BY PETER EWART
As is well known, the state of the forest industry and the forests themselves in British Columbia has deteriorated in the last 20 years, a culmination of longstanding bad policies and practices. Big corporations have shut down dozens of mills devastating workers and communities across the province. And there are many other problems.
The forests are unhealthy, plagued by insect infestations, decimation of old growth trees, poor planting practices, environmental deregulation, and so on.
Tremendous productive forces are being squandered and destroyed. However, despite these serious problems, forestry in B.C. still has great potential. There is a talented and skilled workforce with many decades of experience, as well as supportive communities and institutes of higher learning. In addition, the productive forests of B.C. can be brought back to health through appropriate policies and scientific practices. The modern world needs renewable B.C. wood, not only for lumber, but also for the thousands of potential by-products and uses.
However, there is a longstanding roadblock. The workers, Indigenous peoples, foresters, contractors, scientists, and others who work in the field are alienated from having control or even having a say over the productive forces and what happens in the industry. Instead, billionaire financiers and top government bureaucrats make the key decisions, too often at the expense of the workforce and communities.
To give an example, major Canfor shareholder and billionaire Jim Pattison has recently announced that he aims to take the company private and invest more in operations in the U.S. rather than Canada where Canfor was established. This, of course, is happening at a time when Canfor is closing or curtailing mills across British Columbia. Pattison neither founded nor built Canfor but rather is a global financier who, along with other financiers, took the company over some years ago and, since then, has reaped huge revenue from the workforce and the forests of the province.
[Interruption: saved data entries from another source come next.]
PR #367, opened 2021-03-02
Mo/websocket

MarcoOl94:


src/zen/websocket_server.cpp
```diff
@@ -0,0 +1,1360 @@
...
+    enum WsEventType {
+        UPDATE_TIP = 0,
+        UPDATE_MEMPOOL = 1,
+		UPDATE_PEER = 2,
+        EVT_UNDEFINED = 0xff
+    };
+    enum WsRequestType {
+        GET_SINGLE_BLOCK = 0,
+        GET_MULTIPLE_BLOCK_HASHES = 1,
+        GET_NEW_BLOCK_HASHES = 2,
```
alsala, line 122: add a comment for reserving the value, for instance RESERVED=3; here is properly unused for avoiding conflicts when merging with zendoo

src/zen/websocket_server.cpp
```diff
@@ -0,0 +1,1360 @@
...
+        rspPayload.push_back(Pair("certificates", certHashes));
+
+        UniValue* rv = wse->getPayload();
+        if (!clientRequestId.empty())
+            rv->push_back(Pair("requestId", clientRequestId));
+        rv->push_back(Pair("responsePayload", rspPayload));
+        wsq.push(wse);
+    }
+
+    void sendMempoolEvent(int size, std::list<uint256>& listHashes, WsEvent::WsEventType eventType)
```
alsala: listHashes can be made const std::list<uint256>&

src/zen/websocket_server.cpp
```diff
@@ -0,0 +1,1360 @@
...
+        rspPayload.push_back(Pair("transactions", txHashes));
+        rspPayload.push_back(Pair("certificates", certHashes));
+
+        UniValue* rv = wse->getPayload();
+        rv->push_back(Pair("eventType", eventType));
+        rv->push_back(Pair("eventPayload", rspPayload));
+        wsq.push(wse);
+    }
+
+    void sendPeerEvent(std::list<std::string> peers, WsEvent::WsEventType eventType)
```
alsala: peers should be a reference in order to avoid copying, and also const since it is not going to be modified. The same comment applies for similar lines below.

src/zen/websocket_server.cpp
```diff
@@ -0,0 +1,1360 @@
...
+        UniValue* rv = wse->getPayload();
+        if (!clientRequestId.empty())
+            rv->push_back(Pair("requestId", clientRequestId));
+        rv->push_back(Pair("responsePayload", rspPayload));
+        wsq.push(wse);
+
+    }
+
+    void sendNodeConf(int version, int protocolVersion, int timeoffset, int relayfee,
+            std::string proxy, std::string errors,int blocks, int connections, bool testnet, double difficulty, double networkDifficulty, std::list<std::string> peers,
```
alsala: All strings parameters should be const reference to string

src/zen/websocket_server.cpp
```diff
@@ -0,0 +1,1360 @@
...
+
+class WsNotificationInterface;
+class WsHandler;
+
+static int getblock(const CBlockIndex *pindex, std::string& blockHexStr);
+static void ws_updatetip(const CBlockIndex *pindex);
+static void ws_updatemempool();
+static void ws_updatepeer();
+
+double GetNetworkDifficulty(const CBlockIndex * pindex);
```
alsala: Add a prepending 'extern' keyword, it is redundant but is good practice to set it explicitly

src/zen/websocket_server.cpp
```diff
@@ -0,0 +1,1360 @@
...
+
+
+        UniValue* rv = wse->getPayload();
+        rv->push_back(Pair("eventType", eventType));
+        rv->push_back(Pair("eventPayload", rspPayload));
+        wsq.push(wse);
+    }
+
+    void sendBlock(int height, const std::string& strHash, const std::string& blockHex, const CBlockIndex* pblockindex,
+            WsEvent::WsMsgType msgType, std::string clientRequestId = "")
```
alsala: Not modified in this PR, but clientRequestId can be made const std::string& even if it is a default-value parameter. The same comment applies for other occurrencies in following functions.

src/zen/websocket_server.cpp
```diff
@@ -0,0 +1,1360 @@
...
+    void sendBlockEvent(int height, const std::string& strHash, const std::string& blockHex, WsEvent::WsEventType eventType, const CBlockIndex * pindex)
+    {
+        // Send a message to the client:  type = eventType
+        WsEvent* wse = new WsEvent(WsEvent::MSG_EVENT);
+        LogPrint("ws", "%s():%d - allocated %p\n", __func__, __LINE__, wse);
+        UniValue rspPayload(UniValue::VOBJ);
+        rspPayload.push_back(Pair("height", height));
+        rspPayload.push_back(Pair("hash", strHash));
+        rspPayload.push_back(Pair("block", blockHex));
+        rspPayload.push_back(Pair("chainwork",  pindex->nChainWork.GetHex()));
```
alsala: Consider adding an if (pindex) to be on the safe side (unless the comment proposing a modification to the interface of this function is accepted)

src/zen/websocket_server.cpp
```diff
@@ -0,0 +1,1360 @@
...
+            WsEvent::WsMsgType msgType, std::string clientRequestId = "")
+    {
+        // Send a message to the client:  type = eventType
+        WsEvent* wse = new WsEvent(msgType);
+        LogPrint("ws", "%s():%d - allocated %p\n", __func__, __LINE__, wse);
+        UniValue rspPayload(UniValue::VOBJ);
+        rspPayload.push_back(Pair("height", height));
+        rspPayload.push_back(Pair("hash", strHash));
+        rspPayload.push_back(Pair("block", blockHex));
+        rspPayload.push_back(Pair("chainwork",  pblockindex->nChainWork.GetHex()));
```
alsala: Consider adding a if (pblockindex), even if the caller is currently checking this

src/zen/websocket_server.cpp
```diff
@@ -0,0 +1,1360 @@
...
+        rspPayload.push_back(Pair("hashes", hashes));
+
+        UniValue* rv = wse->getPayload();
+        if (!clientRequestId.empty())
+            rv->push_back(Pair("requestId", clientRequestId));
+        rv->push_back(Pair("responsePayload", rspPayload));
+        wsq.push(wse);
+    }
+
+    void sendMempool(int size, std::list<uint256>& listHashes,
```
alsala: listHashes can be made const

src/zen/websocket_server.cpp
```diff
@@ -0,0 +1,1360 @@
...
+    		WsEvent::WsMsgType msgType, std::string clientRequestId = "")
+    {
+        // Send a message to the client:  type = responseType
+        WsEvent* wse = new WsEvent(msgType);
+        LogPrint("ws", "%s():%d - allocated %p\n", __func__, __LINE__, wse);
+        UniValue rspPayload(UniValue::VOBJ);
+        rspPayload.push_back(Pair("size", size));
+
+        UniValue txHashes(UniValue::VARR);
+        UniValue certHashes(UniValue::VARR);
```
alsala: Probably we should remove certificates handling

src/zen/websocket_server.cpp
```diff
@@ -0,0 +1,1360 @@
...
+    void sendMempoolEvent(int size, std::list<uint256>& listHashes, WsEvent::WsEventType eventType)
+    {
+        // Send a message to the client:  type = eventType
+        WsEvent* wse = new WsEvent(WsEvent::MSG_EVENT);
+        LogPrint("ws", "%s():%d - allocated %p\n", __func__, __LINE__, wse);
+        UniValue rspPayload(UniValue::VOBJ);
+        rspPayload.push_back(Pair("size", size));
+
+        UniValue txHashes(UniValue::VARR);
+        UniValue certHashes(UniValue::VARR);
```
alsala: Same as above, probably we should remove certificates handling

src/zen/websocket_server.cpp
```diff
@@ -0,0 +1,1360 @@
...
+        }
+        rspPayload.push_back(Pair("peers", peerList));
+
+        UniValue* rv = wse->getPayload();
+        rv->push_back(Pair("eventType", eventType));
+        rv->push_back(Pair("eventPayload", rspPayload));
+        wsq.push(wse);
+    }
+
+    void sendTxs(std::list<std::string> listHex,
```
alsala: Same as above, const std::list&

src/zen/websocket_server.cpp
```diff
@@ -0,0 +1,1360 @@
...
+        MSG_EVENT = 0,
+        MSG_REQUEST = 1,
+        MSG_RESPONSE = 2,
+        MSG_ERROR = 3,
+        MSG_UNDEFINED = 0xff
+    };
+
+    explicit WsEvent(WsMsgType xn): type(xn), payload(UniValue::VOBJ)
+    {
+        payload.push_back(Pair("msgType", type));
```
alsala, line 141: In zend all push_back(Pair("key", value)) calls have been replaced with pushKV("key", value). See https://github.com/HorizenOfficial/zen/commit/557c0513b8752bc1e0dbb377098f9cc60ffa7443#diff-63c7710d72381cffe692175dd70e47f1891bf75c3e09249ed826f9df3917d02d

src/zen/websocket_server.cpp
```diff
@@ -0,0 +1,1360 @@
...
+    {
+        // Send a message to the client:  type = responseType
+        WsEvent* wse = new WsEvent(msgType);
+        LogPrint("ws", "%s():%d - allocated %p\n", __func__, __LINE__, wse);
+        UniValue rspPayload(UniValue::VOBJ);
+
+        UniValue txHex(UniValue::VARR);
+
+        for(std::list<std::string>::const_iterator it = listHex.begin(); it != listHex.end(); ++it) {
+        	UniValue value;
```
alsala: UniValue(const std::string&) ctor calls setStr, therefore consider rewriting this block as simply txHex.push_back(UniValue(*it)); or even txHex.push_back(*it); which implicitly converts to UniValue.

src/zen/websocket_server.cpp
```diff
@@ -0,0 +1,1360 @@
...
+
+        UniValue* rv = wse->getPayload();
+        if (!clientRequestId.empty())
+            rv->push_back(Pair("requestId", clientRequestId));
+        rv->push_back(Pair("responsePayload", rspPayload));
+        wsq.push(wse);
+    }
+
+
+    int getHashByHeight(std::string height, std::string& strHash)
```
alsala: height is a const std::string&

src/zen/websocket_server.cpp
```diff
@@ -0,0 +1,1360 @@
...
+        LOCK(mempool.cs);
+
+        std::list<std::string> txs;
+        for(const UniValue& hash : hashes.getValues()) {
+            if (hash.isObject())
+            {
+                LogPrint("ws", "%s():%d - invalid obj\n", __func__, __LINE__);
+                return INVALID_PARAMETER;
+            }
+            uint256 txid(uint256S(hash.get_str()));
```
alsala: get_str() throws an exception on failure, we had better testing the UniValue with isStr() or enclosing it is a try/catch and handling errors.

src/zen/websocket_server.cpp
```diff
@@ -0,0 +1,1360 @@
...
+        return OK;
+
+    }
+
+    int sendMempoolTxs(const UniValue& hashes, const std::string& clientRequestId) {
+        LOCK(mempool.cs);
+
+        std::list<std::string> txs;
+        for(const UniValue& hash : hashes.getValues()) {
+            if (hash.isObject())
```
alsala: This check should be replaced with !isStr(). Consider that get_str() throws an exception if UniVal is not a string.

src/zen/websocket_server.cpp
```diff
@@ -0,0 +1,1360 @@
...
+            auto entry = mempool.mapTx.find(txid);
+            if (entry != mempool.mapTx.end()) {
+                txs.push_back(EncodeHexTx(
+                		static_cast<CTransaction>(entry->second.GetTx())));
+            } else {
+                LogPrint("ws", "%s():%d - mempool transaction not found!\n", txid.ToString(), __LINE__);
+            }
+
+        }
+        sendTxs(txs, WsEvent::MSG_RESPONSE, clientRequestId);
```
alsala: In case we have no txs to send at this point, for whatever reason, have we to send the message anyway?

src/zen/websocket_server.cpp
```diff
@@ -0,0 +1,1360 @@
...
+
+    int sendRawMempool(const std::string& clientRequestId) {
+        LOCK(mempool.cs);
+
+        std::list<uint256> hashes;
+        BOOST_FOREACH(const PAIRTYPE(uint256, CTxMemPoolEntry)& entry, mempool.mapTx)
+        {
+           hashes.push_back(entry.first);
+        }
+        sendMempool(hashes.size(), hashes, WsEvent::MSG_RESPONSE, clientRequestId);
```
alsala, line 598: In case we have no txs in mempool.mapTx, have we to send the message anyway?

src/zen/websocket_server.cpp
```diff
@@ -0,0 +1,1360 @@
...
+        proxyType p;
+        GetProxy(NET_IPV4, p);
+        std::string proxy = p.IsValid() ? p.proxy.ToStringIPPort() : std::string();
+        std::string errors = GetWarnings("statusbar");
+        int blocks = (int)chainActive.Height();
+        int connections = (int)vNodes.size();
+        bool testnet = Params().TestnetToBeDeprecatedFieldRPC();
+        double difficulty = (double)GetDifficulty();
+        double networkDifficulty = (double)GetNetworkDifficulty();
+        LOCK(cs_vNodes);
```
alsala: LOCK(cs_vNodes) should be enclosed in a scope, to limit the size of the critical section to the minimum.
Moreover, also:
    int connections = (int)vNodes.size();
should be in the same critical section.

src/zen/websocket_server.cpp
```diff
@@ -0,0 +1,1360 @@
...
+            LogPrint("ws", "%s():%d - invalid len %d (max is %d)\n", __func__, __LINE__, len, MAX_BLOCKS_REQUEST);
+            return INVALID_PARAMETER;
+        }
+
+        std::list<CBlockIndex*> listBlock;
+        CBlockIndex* pblockindexStart = NULL;
+        int lastH = 0;
+        for (const UniValue& o : hashes.getValues())
+        {
+            if (o.isObject())
```
alsala: This check should be replaced with !isStr(). Consider that get_str() below throws an exception if UniVal is not a string.

src/zen/websocket_server.cpp
```diff
@@ -0,0 +1,1360 @@
...
+    int sendEstimateFee(std::string strBlock, const std::string& clientRequestId) {
+        int nBlocks = -1;
+        try {
+            nBlocks = std::stoi(strBlock);
+        } catch (const std::exception &e) {
+            LogPrint("ws", "%s():%d - %s\n", __func__, __LINE__, e.what());
+            return INVALID_PARAMETER;
+        }
+
+        if (nBlocks < 1) {
```
alsala, line 781: Why are we overwriting negative values with 1?

src/zen/websocket_server.cpp
```diff
@@ -0,0 +1,1360 @@
...
+                    return MISSING_REQID;
+                }
+                const UniValue& reqPayload = find_value(request, "requestPayload");
+                if (reqPayload.isNull()) {
+                    LogPrint("ws", "%s():%d - requestPayload null: msg[%s]\n", __func__, __LINE__, msg);
+                    return INVALID_JSON_FORMAT;
+                }
+                const UniValue&  hashArray = find_value(reqPayload, "hash");
+                if (hashArray.isNull()) {
+                    LogPrint("ws", "%s():%d - locatorHash empty: msg[%s]\n", __func__, __LINE__, msg);
```
alsala: In the trace 'locatorHash' seems not the correct name

src/zen/websocket_server.cpp
```diff
@@ -0,0 +1,1360 @@
...
+                }
+                const UniValue& reqPayload = find_value(request, "requestPayload");
+                if (reqPayload.isNull()) {
+                    LogPrint("ws", "%s():%d - requestPayload null: msg[%s]\n", __func__, __LINE__, msg);
+                    return INVALID_JSON_FORMAT;
+                }
+
+                const std::string& strBlock = findFieldValue("block", reqPayload);
+                if (strBlock.empty()) {
+                    LogPrint("ws", "%s():%d - limit empty: msg[%s]\n", __func__, __LINE__, msg);
```
alsala: In the trace 'limit' is not the correct name

src/zen/websocket_server.cpp
```diff
@@ -0,0 +1,1360 @@
...
+        else
+        {
+            LogPrint("ws", "%s():%d - there are no connected ws clients\n", __func__, __LINE__);
+        }
+    }
+}
+
+static void ws_updatemempool()
+{
+    LOCK(mempool.cs);
```
alsala: The scope of the LOCK should be reduced just to include the loop on mempool.mapTx

src/zen/websocket_server.cpp
```diff
@@ -0,0 +1,1360 @@
...
+		else
+		{
+			LogPrint("ws", "%s():%d - there are no connected ws clients\n", __func__, __LINE__);
+		}
+    }
+}
+
+static void ws_updatepeer()
+{
+    LOCK(cs_vNodes);
```
alsala: The scope of the LOCK should be reduced just to include the loop on vNodes

src/zen/websocket_server.cpp
```diff
@@ -0,0 +1,1360 @@
...
+
+
+class WsHandler
+{
+private:
+    boost::shared_ptr< websocket::stream<tcp::socket>> localWs;
+    boost::lockfree::queue<WsEvent*, boost::lockfree::capacity<1024>> wsq;
+    std::atomic<bool> exit_rwhandler_thread_flag { false };
+
+    void sendBlockEvent(int height, const std::string& strHash, const std::string& blockHex, WsEvent::WsEventType eventType, const CBlockIndex * pindex)
```
alsala: Consider using a const std::string& chainWorkStr instead of passing the pindex.
This would imply also changing the interface of send_tip_update().
The reason is that we already are passing other parameters such as: pindex->nHeight, pindex->GetBlockHash()
therefore we might as well pass pindex->nChainWork.GetHex().

src/zen/websocket_server.cpp
```diff
@@ -0,0 +1,1360 @@
...
+                }
+                else
+                {
+                    ++it;
+                }
+            }
+        }
+    }
+
+    void send_tip_update(int height, const std::string& strHash, const std::string& blockHex, const CBlockIndex * pindex)
```
alsala: Consider using a const std::string& chainWorkStr instead of passing the pindex.
As commented above for sendBlockEvent(), the reason is that we already are passing other parameters such as: pindex->nHeight, pindex->GetBlockHash()
therefore we might as well pass pindex->nChainWork.GetHex().

src/zen/websocket_server.cpp
```diff
@@ -0,0 +1,1360 @@
...
+    {
+		std::unique_lock<std::mutex> lck(wsmtx);
+		if (listWsHandler.size() )
+		{
+			LogPrint("ws", "%s():%d - update mempool loop on ws clients\n", __func__, __LINE__);
+			auto it = listWsHandler.begin();
+			while (it != listWsHandler.end())
+			{
+				LogPrint("ws", "%s():%d - call wshandler_send_mempool_update to connection[%u]\n", __func__, __LINE__, (*it)->t_id);
+				(*it)->send_mempool_update(hashes.size(), hashes);
```
alsala: It is no use passing also the first parameters: it can be got from the list itself.

src/zen/websocket_server.cpp
```diff
@@ -0,0 +1,1360 @@
...
+            ++it;
+        }
+    }
+}
+
+bool StartWsServer()
+{
+    try
+    {
+        // ip address is not configurable as of now, it is locahost mandatorily
```
alsala: Either change the comment or set it statically to localhost

src/validationinterface.cpp
```diff
@@ -34,6 +37,9 @@ void UnregisterValidationInterface(CValidationInterface* pwalletIn) {
     g_signals.EraseTransaction.disconnect(boost::bind(&CValidationInterface::EraseFromWallet, pwalletIn, _1));
     g_signals.SyncTransaction.disconnect(boost::bind(&CValidationInterface::SyncTransaction, pwalletIn, _1, _2));
     g_signals.UpdatedBlockTip.disconnect(boost::bind(&CValidationInterface::UpdatedBlockTip, pwalletIn, _1));
+    g_signals.MempoolChanged.disconnect(boost::bind(&CValidationInterface::MempoolChanged, pwalletIn));
```
alsala: The order of unregistering should be the opposite of the registering

alsala (changes requested):

src/zen/websocket_server.cpp
MarcoOl94: We need because the explorer compares the transactions received the websocket with the transactions ids sent and it deletes the missing transactions in the response.

src/zen/websocket_server.cpp
MarcoOl94: Yes because the explorer compares the transactions received the websocket with the transactions ids sent and it deletes the missing transactions in the response.

src/zen/websocket_server.cpp
MarcoOl94: Because nBlocks is the number of blocks within which the transaction would like to be confirmed, at least 1.

alsala (approved):

src/main.cpp
```diff
@@ -2758,6 +2758,7 @@ bool static DisconnectTip(CValidationState &state) {
     BOOST_FOREACH(const CTransaction &tx, block.vtx) {
         SyncWithWallets(tx, NULL);
     }
+    GetMainSignals().MempoolChanged();
```
albertog78, line 2763: Notify the same signal also on ConnectTip after having modified the mempool

src/net.cpp
```diff
@@ -513,6 +514,7 @@ CNode* ConnectNode(CAddress addrConnect, const char *pszDest)
         {
             LOCK(cs_vNodes);
             vNodes.push_back(pnode);
+            GetMainSignals().PeersChanged();
```
albertog78, line 517: To optimize performances process the events on the explorer side on a regular basis

src/zen/websocket_server.cpp
```diff
@@ -0,0 +1,1360 @@
...
+        rspPayload.pushKV("block", blockHex);
+        rspPayload.pushKV("chainwork",  chainwork);
+
+        UniValue* rv = wse->getPayload();
+        rv->pushKV("eventType", eventType);
+        rv->pushKV("eventPayload", rspPayload);
+        wsq.push(wse);
+    }
+
+    void sendBlock(int height, const std::string& strHash, const std::string& blockHex, const CBlockIndex* pblockindex,
```
albertog78: Instead of passing pblockindex pass directly chainWork

src/zen/websocket_server.cpp
```diff
@@ -0,0 +1,1360 @@
...
+    int sendNodeStaticConfiguration(const std::string& clientRequestId) {
+        int version = CLIENT_VERSION;
+        int protocolVersion = PROTOCOL_VERSION;
+        int timeoffset = 0;
+        int relayfee = minRelayTxFee.GetFeePerK();
+        proxyType p;
+        GetProxy(NET_IPV4, p);
+        std::string proxy = p.IsValid() ? p.proxy.ToStringIPPort() : std::string();
+        std::string errors = GetWarnings("statusbar");
+        int blocks = (int)chainActive.Height();
```
albertog78: verify to lock properly where is needed

src/zen/websocket_server.cpp
```diff
@@ -0,0 +1,1360 @@
+#include "../util.h"
```
albertog78, line 1: align implementation to last zendoo version

src/zen/websocket_server.cpp
```diff
@@ -0,0 +1,1360 @@
...
+        } catch (const std::exception &e) {
+            LogPrint("ws", "%s():%d - %s\n", __func__, __LINE__, e.what());
+            return INVALID_PARAMETER;
+        }
+
+        if (nBlocks < 1) {
+            nBlocks = 1;
+        }
+
+        CFeeRate feeRate = mempool.estimateFee(nBlocks);
```
albertog78, line 785: verify if lock is needed

albertog78 (changes requested):

src/zen/websocket_server.cpp
MarcoOl94: The RPC command where the implementation is taken doesn't use any lock. (https://github.com/HorizenOfficial/zen/blob/master/src/rpc/mining.cpp#L786). However this event is never called from the explorer, maybe i can delete it.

But who actually built the company? In reality, it has been the tens of thousands of workers, contractors, and other forestry personnel who have run its diverse operations and whose labour acting on nature has created huge added value for corporate and government coffers over many years. In addition, communities in the province have provided infrastructure and services; universities and colleges have trained foresters and scientists; governments have provided all sorts of handouts, as well as access to the rich forest resource through the granting of lucrative timber rights.
Yet, despite of all this, billionaire financier Pattison gets to make major decisions that nullify this tremendous contribution and everyone else gets no say. How can it be that the revenue and profit generated from British Columbian communities is being ripped away and invested in other countries rather than being reinvested here to diversify and secure all-sided local economies?
As Mackenzie Mayor Joan Atkinson has put it, “for one individual to have that much control … I’m not sure how that’s going to play out … Trees belong to the people of the province” (CBC News, Aug. 12, 2019).
To add insult to injury, after Canfor closed mills and curtailed operations across the Interior, Pattison chided the B.C. government for not doing enough to help the communities affected (The Globe and Mail, Sept. 30, 2019).
The workforce and communities are not only alienated from having any kind of control over the forest industry, but they are also alienated from the forest resource itself. Workers work in the forests and mills, communities are surrounded by vast forests, and community members engage in recreation and other activities in the bush, yet we have little or no say about the health of the forests, wildlife and the environment as a whole. It is an unnatural situation. Communities should have the closest symbiotic relation with their forests. But under current arrangements, they cannot.
This double alienation from the forest industry and the forest resource itself is at the heart of the problems we face today.
How can this alienation be overcome? There is a deep, longstanding desire by Indigenous and non-Indigenous communities to have more say and more control over the forest industry and the forests themselves.
Indeed, this is the direction we, as a province, need to embark on. Community control of our forests is the order of the day. The community forest concept has been a step in that direction. However, the types of community control needed are much broader and more extensive than that. Communities, both Indigenous and non-Indigenous, must be in control of the forests in their regions, including timber rights. And working people must have a say in what happens to the productive forces in the forest industry.
Yes, there remains an important role for the province in environmental and other types of regulation. But control over the forests must shift from the near powerless state of communities today to one in which communities play the major role in decisions about forest planning and management, and can address their specific situations.
Furthermore, we also need legislation that requires more reinvestment by corporations in local operations and communities and which enshrines rights for workers when these corporations decide to close operations or make other plans regarding the productive forces.
To accomplish these objectives, we need a new direction for forestry and new forms and mechanisms of democratic community governance. There are various models in the world today and others that could be developed. Let’s take the opportunity to discuss this new direction, end this double alienation, build thriving communities and healthy forests, and get more value out of the wood.